PR #167, opened 2021-01-29
fix: hap test uses named resource causes race condition for canaries

surajkota:
HAP test use a named endpoint causing race condition if more than one test suite is running in parallel. Hence, moving it to integration tests
To enable back in canaries test will need to be modified

### All Submissions:

### DIFF
--- a/tests/codebuild/update_tests.sh
+++ b/tests/codebuild/update_tests.sh
@@ -9,12 +9,6 @@ source inject_tests.sh
 function run_update_canary_tests
 {
   local crd_namespace="$1"
-
-  echo "Injecting variables into tests"
-  inject_all_variables
-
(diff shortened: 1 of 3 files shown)


akartsky (approved):

tests/codebuild/update_tests.sh
```diff
@@ -9,12 +9,6 @@ source inject_tests.sh
 function run_update_canary_tests
 {
   local crd_namespace="$1"
-
-  echo "Injecting variables into tests"
-  inject_all_variables
```
RedbackThomson, line 14: Inject should stay here. Eventually when we add update tests for canaries, they'll run here first. The integration tests always run the `run_update_canary_tests` function too.

PR #169, opened 2021-02-08
Revert PR #167 and randomize endpoint name in HAP test

mbaijal:
1. This reverts commit 24cd54bdf041d6e347f7d8877460ed02805b0432 (PR #167 )
2. adds a random string to the endpoint name to fix the race condition (both create and update test)

### [WIP] Testing
1. Reproduced the error by reverting PR #167 and triggering two integration test runs to see that one failed. 
2. Used the same steps to then check that the fix actually works and the race condition is not reproduced. 

### All Submissions:


tests/codebuild/update_tests.sh
```diff
@@ -57,8 +58,9 @@ function verify_update_integration_tests
 #    $3: Filename of the hap test to update
 function update_hap_test()
 {
+  local random_string=$RANDOM
```
RedbackThomson, line 61: Where does this come from?

tests/codebuild/update_tests.sh
```diff
@@ -9,6 +9,12 @@ source inject_tests.sh
 function run_update_canary_tests
 {
   local crd_namespace="$1"
+
+  echo "Injecting variables into tests"
```
surajkota, line 13: I think we should revert changes to this file when we revert #155 so that we have this test run through integ before canary.

just being cautious for canaries here

surajkota (changes requested):

tests/codebuild/create_tests.sh
```diff
@@ -200,8 +200,9 @@ function verify_retain_varient_properties(){
 #    $4: Filename of the custom metric hap test to run
 function run_hap_test()
 {
+  local random_string=$RANDOM
   local target_namespace="$1"
-  local hosting_deployment_1="$2"
+  local hosting_deployment_1="${2}-${random_string}"
```
surajkota, line 205: line 232 in this method resets the endpoint name in the yaml file after the resources are applied. we need to use a different variable for that now?

also where is $RANDOM generated

tests/codebuild/update_tests.sh
mbaijal: I found this in in several unofficial docs such as - 
1. https://www.geeksforgeeks.org/random-shell-variable-in-linux-with-examples/
2. https://stackoverflow.com/questions/8988824/generating-random-number-between-1-and-10-in-bash-shell-script

Other alternatives included using tools such as `shuf` or `tr` or using the official random number generator `/dev/random` (or `/dev/urandom`). But I tested the `RANDOM` shell variable locally as well as in the pipeline and it worked fine. We don't need it to be perfectly sampled etc, so it should be ok. 
 
Do you see any issues with using this ?

RedbackThomson: Wow I've never heard of this before. That's super cool. There is still a chance that we have collisions between runs, though? I'm not sure if there is enough entropy in this alone?

tests/codebuild/create_tests.sh
mbaijal: Since we are using `yq` everywhere now and not `sed` the actual value in these fields should not matter. However, I will make sure to parse the logs of a test run (including the namespace tests) to make sure everything actually ran as expected.

tests/codebuild/update_tests.sh
mbaijal: Ok, let me revert PR 155 as well and fix the underlying issue.

mbaijal: Done

surajkota:
Closing since, it is not being actively worked on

§ **Exercise details**
Write out the whole listing again, exactly as it stands.

§ **Answer area**
PR #167, opened 2021-01-29
fix: hap test uses named resource causes race condition for canaries

surajkota:
HAP test use a named endpoint causing race condition if more than one test suite is running in parallel. Hence, moving it to integration tests
To enable back in canaries test will need to be modified

### All Submissions:

### DIFF
--- a/tests/codebuild/update_tests.sh
+++ b/tests/codebuild/update_tests.sh
@@ -9,12 +9,6 @@ source inject_tests.sh
 function run_update_canary_tests
 {
   local crd_namespace="$1"
-
-  echo "Injecting variables into tests"
-  inject_all_variables
-
(diff shortened: 1 of 3 files shown)


akartsky (approved):

tests/codebuild/update_tests.sh
```diff
@@ -9,12 +9,6 @@ source inject_tests.sh
 function run_update_canary_tests
 {
   local crd_namespace="$1"
-
-  echo "Injecting variables into tests"
-  inject_all_variables
```
RedbackThomson, line 14: Inject should stay here. Eventually when we add update tests for canaries, they'll run here first. The integration tests always run the `run_update_canary_tests` function too.

PR #169, opened 2021-02-08
Revert PR #167 and randomize endpoint name in HAP test

mbaijal:
1. This reverts commit 24cd54bdf041d6e347f7d8877460ed02805b0432 (PR #167 )
2. adds a random string to the endpoint name to fix the race condition (both create and update test)

### [WIP] Testing
1. Reproduced the error by reverting PR #167 and triggering two integration test runs to see that one failed. 
2. Used the same steps to then check that the fix actually works and the race condition is not reproduced. 

### All Submissions:


tests/codebuild/update_tests.sh
```diff
@@ -57,8 +58,9 @@ function verify_update_integration_tests
 #    $3: Filename of the hap test to update
 function update_hap_test()
 {
+  local random_string=$RANDOM
```
RedbackThomson, line 61: Where does this come from?

tests/codebuild/update_tests.sh
```diff
@@ -9,6 +9,12 @@ source inject_tests.sh
 function run_update_canary_tests
 {
   local crd_namespace="$1"
+
+  echo "Injecting variables into tests"
```
surajkota, line 13: I think we should revert changes to this file when we revert #155 so that we have this test run through integ before canary.

just being cautious for canaries here

surajkota (changes requested):

tests/codebuild/create_tests.sh
```diff
@@ -200,8 +200,9 @@ function verify_retain_varient_properties(){
 #    $4: Filename of the custom metric hap test to run
 function run_hap_test()
 {
+  local random_string=$RANDOM
   local target_namespace="$1"
-  local hosting_deployment_1="$2"
+  local hosting_deployment_1="${2}-${random_string}"
```
surajkota, line 205: line 232 in this method resets the endpoint name in the yaml file after the resources are applied. we need to use a different variable for that now?

also where is $RANDOM generated

tests/codebuild/update_tests.sh
mbaijal: I found this in in several unofficial docs such as - 
1. https://www.geeksforgeeks.org/random-shell-variable-in-linux-with-examples/
2. https://stackoverflow.com/questions/8988824/generating-random-number-between-1-and-10-in-bash-shell-script

Other alternatives included using tools such as `shuf` or `tr` or using the official random number generator `/dev/random` (or `/dev/urandom`). But I tested the `RANDOM` shell variable locally as well as in the pipeline and it worked fine. We don't need it to be perfectly sampled etc, so it should be ok. 
 
Do you see any issues with using this ?

RedbackThomson: Wow I've never heard of this before. That's super cool. There is still a chance that we have collisions between runs, though? I'm not sure if there is enough entropy in this alone?

tests/codebuild/create_tests.sh
mbaijal: Since we are using `yq` everywhere now and not `sed` the actual value in these fields should not matter. However, I will make sure to parse the logs of a test run (including the namespace tests) to make sure everything actually ran as expected.

tests/codebuild/update_tests.sh
mbaijal: Ok, let me revert PR 155 as well and fix the underlying issue.

mbaijal: Done

surajkota:
Closing since, it is not being actively worked on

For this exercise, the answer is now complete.